According to the above results, discharge volume and rotary flow height were taken as the evaluation indices for range analysis. Table 7 shows the optimal structure parameters for different evaluation indices under different gas volumes. To balance discharge volume with rotary flow height, the optimal structural parameters of the RFJT are as follows: number of side holes of throat pipe = 3, throat pipe length = 247mm, nozzle diameter = 25mm, throat-nozzle distance = 38mm, pitch diameter = 45mm, helix angle = 50°-60°, and wing width = 4-6mm.

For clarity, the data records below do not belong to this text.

PR #577, opened 2019-06-04
Minor refactor to support IAM Role authorization

andrew-leung:
This is change supports changes to nftitus. There are 2 main changes:
1. Adds common authorization metrics
2. Moves all feature predicate checking to the sub-class implementing `protected abstract Mono<AuthorizationStatus> authorize()`. Note that because this moves the predicate check it depends on the companion PR to properly scope which apps to check.

### DIFF
--- a/titus-common/src/main/java/com/netflix/titus/common/util/spectator/AuthorizationMetrics.java
+++ b/titus-common/src/main/java/com/netflix/titus/common/util/spectator/AuthorizationMetrics.java
@@ -1,0 +1,53 @@
+/*
+ * Copyright 2019 Netflix, Inc.
+ *
+ * Licensed under the Apache License, Version 2.0 (the "License");
+ * you may not use this file except in compliance with the License.
+ * You may obtain a copy of the License at
+ *
+ *     http://www.apache.org/licenses/LICENSE-2.0
+ *
+ * Unless required by applicable law or agreed to in writing, software
+ * distributed under the License is distributed on an "AS IS" BASIS,
+ * WITHOUT WARRANTIES OR CONDITIONS OF ANY KIND, either express or implied.
+ * See the License for the specific language governing permissions and
+ * limitations under the License.
+ */
+
+package com.netflix.titus.common.util.spectator;
+
+import com.netflix.spectator.api.Id;
+import com.netflix.spectator.api.Registry;
+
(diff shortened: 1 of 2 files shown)


titus-server-master/src/main/java/com/netflix/titus/master/jobmanager/endpoint/v3/grpc/JobAuthorizationService.java
```diff
@@ -75,10 +68,6 @@ protected JobAuthorizationService(Predicate<String> callerIdPredicate) {
     }
 
     private Mono<AuthorizationStatus> authorizeCaller(JobDescriptor<?> jobDescriptor, String originalCallerId) {
-        if (!callerIdPredicate.test(originalCallerId)) {
```
tbak: Does it mean, we do not support user-level security domains?

titus-common/src/main/java/com/netflix/titus/common/util/spectator/AuthorizationMetrics.java
```diff
@@ -0,0 +1,53 @@
...
+    private static final String AUTHORIZATION_RESOURCE_TAG = "resource";
+    private static final String AUTHORIZATION_DOMAIN_TAG = "domain";
+    private static final String AUTHORIZATION_ERROR_TAG = "error";
+
+    private final Registry registry;
+    private final Id authorizationId;
+
+    public AuthorizationMetrics(String authorizationName, Registry registry) {
+        this.registry = registry;
+        authorizationId = registry.createId(AUTHORIZATION_METRICS_ROOT + authorizationName);
```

Next, the RFJT structure was optimized with the number of side holes of throat pipe = 3, throat pipe length = 247mm, nozzle diameter = 25mm, throat-nozzle distance = 38mm, pitch diameter = 45mm, helix angle = 60°, and wing width = 4mm. Following the same test procedure, another test was carried out on the optimized RFJT. Under the gas volume of 60, 70, and 80 m3/h, the optimized RFJT achieved a discharge volume of 1.69kg, 1.79kg, and 3.46kg, respectively, which is better than that achieved by any tool in the orthogonal design. In addition, the optimized RFJT produced a good rotary flow pattern (Figure 5). After leaving the tool, the liquid spiraled up along the wall, while the gas moved at a high speed at the center of the column in the form of an air column; with the growth of gas flow, the distance of the spiral up-flow along the wall increased; after the rotary flow used up its energy, a turbulence appeared in the column (Figure 6).

Figure 5. Rotary flow through the tool

Figure 6. Transition zone between rotary flow and turbulence

2.3 Influence of different structural parameters on gas-liquid flow state

2.3.1 Influence of number of spiral turns

Taking the number of side holes of throat pipe = 3, throat pipe length = 247mm, nozzle diameter = 25mm, and throat-nozzle distance = 38mm as the basic parameters, the authors carried out an analysis with the number of spiral turns as the single variable. Six spiral bodies were designed with different number of spiral turns: 1, 1.25,1.5, 1.75, 2 and 2.25, but with the same values for the following parameters: pitch diameter = 45mm, helix angle = 60°, and wing width = 4mm. On this basis, the fluid flow was tested, and the results are reported in Figures 7 and 8.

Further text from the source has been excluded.